**EXERCISE DIRECTIONS:** Among the entries below, find the lines with "problem" and copy them.

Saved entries
--- START ---

PR #157, opened 2023-03-27
Only add stacks to the lookup history if recipes or usages are found

### LINKED ISSUE #153: Items are still added to the lookup history even when no recipes/usages are found

Abbie5:
Fixes #153


emilyploszaj:
I think this is a bit of a messy solution to the problem, perhaps the stack context could get passed along to `setPages`?

Abbie5:
Updated with passing the stack to setPages, for uses of setPages with no associated stack i went with EmiStack.EMPTY

emilyploszaj (approved):

PR #234, opened 2023-07-05
Handling For Horrible Horrible Contract-Breaking Non-PotionItem BrewingItemRecipes

sisby-folk:
Using brewing for non-potions! very bad idea! breaks implicit contracts of the game! except it only takes a [couple](https://github.com/HestiMae/pollinators-paradise/blob/1.20/src/main/java/garden/hestia/pollinators_paradise/mixin/PotionSlotMixin.java) of [mixins](https://github.com/HestiMae/pollinators-paradise/blob/1.20/src/main/java/garden/hestia/pollinators_paradise/mixin/BrewingRecipeRegistryMixin.java) to allow Brewing`itemRecipes`, which are usually used for transforming _any_ potion from one PotionItem to another, to be used for a [regular item->item transformation recipe](https://github.com/HestiMae/pollinators-paradise/blob/1.20/src/main/java/garden/hestia/pollinators_paradise/PollinatorsParadise.java#L67).

In a regular item->item recipe, the potion NBT being clipped onto the item does nothing - meaning you get 14 pages of identical recipe displays - but! If we check for the input being PotionItem _while_ generating displays, we can pass it just one potion instead if it's a funky little contract breaker.

We were going to just mixin/api into EMI for this one, but the idea was thrown around that this might be the desired behaviour in general for most mods breaking this contract - so hey why not PR it!

Tested (on fabric at least) and doesn't break gunpowder!

-- Clawby

### DIFF
--- a/fabric/src/main/java/dev/emi/emi/platform/fabric/EmiAgnosFabric.java
+++ b/fabric/src/main/java/dev/emi/emi/platform/fabric/EmiAgnosFabric.java
@@ -4,6 +4,7 @@ import java.nio.file.Path;
 import java.util.List;
 import java.util.Map;
 import java.util.Optional;
+import java.util.function.Consumer;
 
 import dev.emi.emi.EmiPort;
 import dev.emi.emi.EmiRenderHelper;
@@ -34,12 +35,14 @@ import net.minecraft.client.util.math.MatrixStack;
 import net.minecraft.fluid.Fluid;
 import net.minecraft.item.Item;
 import net.minecraft.item.ItemStack;
+import net.minecraft.item.PotionItem;
 import net.minecraft.nbt.NbtCompound;
 import net.minecraft.potion.Potion;
 import net.minecraft.potion.PotionUtil;
 import net.minecraft.potion.Potions;
 import net.minecraft.recipe.BrewingRecipeRegistry;
 import net.minecraft.recipe.Ingredient;
+import net.minecraft.registry.entry.RegistryEntry;
 import net.minecraft.text.Text;
 import net.minecraft.util.Identifier;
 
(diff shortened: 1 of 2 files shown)


sisby-folk:
Oh also I know the consumer pattern is weird - initially just wanted to use a for loop with a conditional break on first success but that registry stream *really* doesn't like being anything but a stream so we did it this way.

emilyploszaj:
Definitely a weird consumer pattern but that's just how things like this go. I'm concerned with Forge, would it be possible to test to make sure Forge's brewing extensions don't create duplicate recipes and still works as intended? That's my only concern before a merge.

sisby-folk:
can do tomorrow - any good example mods? or should I just grab stuff randomly that's forge native

emilyploszaj:
I know Quark should have... something. Vazkii's Musketeer pack definitely has a couple and that's in public beta.

sisby-folk:
Tested with [potion of bees](https://github.com/Commoble/potionofbees) and [Extra Potions](https://github.com/CAS-ual-TY/Extra-Potions) on forge 1.20 if that means anything (both are forge native)

image
image

potion of bees did not show recipes, though it does use [it's own recipe type](https://github.com/Commoble/potionofbees/blob/main/src/main/java/commoble/potionofbees/PotionOfBeesRecipe.java#L11) and doesn't work on prod EMI either.

Not sure how to target/merge EMI branches for trying out 1.19.2 stuff like quark.

sisby-folk:
Got it on musketeer, Here's thorns splash:

image

The altered regen recipe doesn't work - it shows the splash->splash recipe, but not regular->splash.

image

image

This is also true in prod EMI though.

emilyploszaj (approved):

PR #319, opened 2023-09-28
Added mouse input handler and key input handle for JemiRecipe

Sleepwalkerx:
I don't know for what reason it wasn't implemented, but due to the absence of this code, JEI recipes don't handle clicks and keystrokes.

### DIFF
--- a/xplat/src/main/java/dev/emi/emi/jemi/JemiRecipe.java
+++ b/xplat/src/main/java/dev/emi/emi/jemi/JemiRecipe.java
@@ -1,12 +1,6 @@
 package dev.emi.emi.jemi;
 
-import java.util.List;
-import java.util.Optional;
-
-import org.jetbrains.annotations.Nullable;
-
 import com.google.common.collect.Lists;
-
 import dev.emi.emi.EmiUtil;
 import dev.emi.emi.api.recipe.EmiRecipe;
 import dev.emi.emi.api.recipe.EmiRecipeCategory;
@@ -24,8 +18,14 @@ import mezz.jei.api.gui.IRecipeLayoutDrawable;
 import mezz.jei.api.recipe.RecipeIngredientRole;
 import mezz.jei.api.recipe.category.IRecipeCategory;
 import mezz.jei.library.focus.FocusGroup;
+import net.minecraft.client.MinecraftClient;
 import net.minecraft.client.gui.tooltip.TooltipComponent;
+import net.minecraft.client.util.InputUtil;
 import net.minecraft.util.Identifier;
+import org.jetbrains.annotations.Nullable;
+
+import java.util.List;
+import java.util.Optional;
 
 public class JemiRecipe<T> implements EmiRecipe {
 	public List<EmiIngredient> inputs = Lists.newArrayList();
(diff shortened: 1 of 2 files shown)


emilyploszaj:
It is a bit silly that it was never implemented. However, I don't really want to add and expose an API like this on DrawableWidget. It'd be fine to just create a new widget for JEMI input events that doesn't render anything.

Sleepwalkerx:
Well, I made this code based on how you made DrawableWidget. I saw that you were creating a Consumer and decided to do it in the same style.
OK, then you propose to completely abandon DrawableWidget and make a separate widget for Jemi, or you want to create two widgets, but one for rendering and the other for intercepting inputs?

Sleepwalkerx:
Just if I understand you correctly, you want to create two widgets on top of each other, only one will be with a render, and the other without.
I don't see the point in this when you can just move all the logic (including render and tooltips) to a new JemiWidget.

emilyploszaj:
I was suggesting leaving the drawable widget as it is, and adding a new widget, even just an anonymous or internal class, that just handles the input events.

Thinking about it though, a new custom widget class (inside JemiRecipe) that handles rendering, tooltips, and input events for the JEMI display would probably be reasonable.

Sleepwalkerx:
I did as you said. Check it out.

SiverDX:
https://github.com/emilyploszaj/emi/blob/54b0490d852eb5c64e8ea8bddbf8bac9ba7b908e/xplat/src/main/java/dev/emi/emi/jemi/JemiRecipe.java#L153-L160

why are  you creating a second `EmiDrawContext`

Sleepwalkerx:
> https://github.com/emilyploszaj/emi/blob/54b0490d852eb5c64e8ea8bddbf8bac9ba7b908e/xplat/src/main/java/dev/emi/emi/jemi/JemiRecipe.java#L153-L160
> 
> why are you creating a second `EmiDrawContext`

because it is done in the original logic. I don't want to break anything...

Sleepwalkerx:
I removed it.

xplat/src/main/java/dev/emi/emi/jemi/JemiRecipe.java
```diff
@@ -134,4 +129,55 @@ public void addWidgets(WidgetHolder widgets) {
...
+		@Override
+		public boolean mouseClicked(int mouseX, int mouseY, int button) {
+			return category.handleInput(recipe, mouseX, mouseY, InputUtil.Type.MOUSE.createFromCode(button));
+		}
+
+		@Override
+		public boolean keyPressed(int keyCode, int scanCode, int modifiers) {
+			MinecraftClient client = MinecraftClient.getInstance();
+			double mouseX = client.mouse.getX() * (double)client.getWindow().getScaledWidth() / (double)client.getWindow().getWidth();
+			double mouseY = client.mouse.getY() * (double)client.getWindow().getScaledHeight() / (double)client.getWindow().getHeight();
```
emilyploszaj: I'd prefer to use `EmiScreenManager.lastMouseX` and `EmiScreenManager.lastMouseY` just to reduce the use of calculations.

emilyploszaj (approved):
Other than the comment I have it looks good to me. Have you tested this with mods that use JEI's input features to make sure it works?

Sleepwalkerx:
> Other than the comment I have it looks good to me. Have you tested this with mods that use JEI's input features to make sure it works?

Initially, I discovered this problem when using the CustomMachinery mod and after these changes, the click in JEI began to work normally for CM. In general, I think it will work fine.

emilyploszaj (approved):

--- END ---

**OUTPUT OF THE EXERCISE:**
I think this is a bit of a messy solution to the problem, perhaps the stack context could get passed along to `setPages`?
Initially, I discovered this problem when using the CustomMachinery mod and after these changes, the click in JEI began to work normally for CM. In general, I think it will work fine.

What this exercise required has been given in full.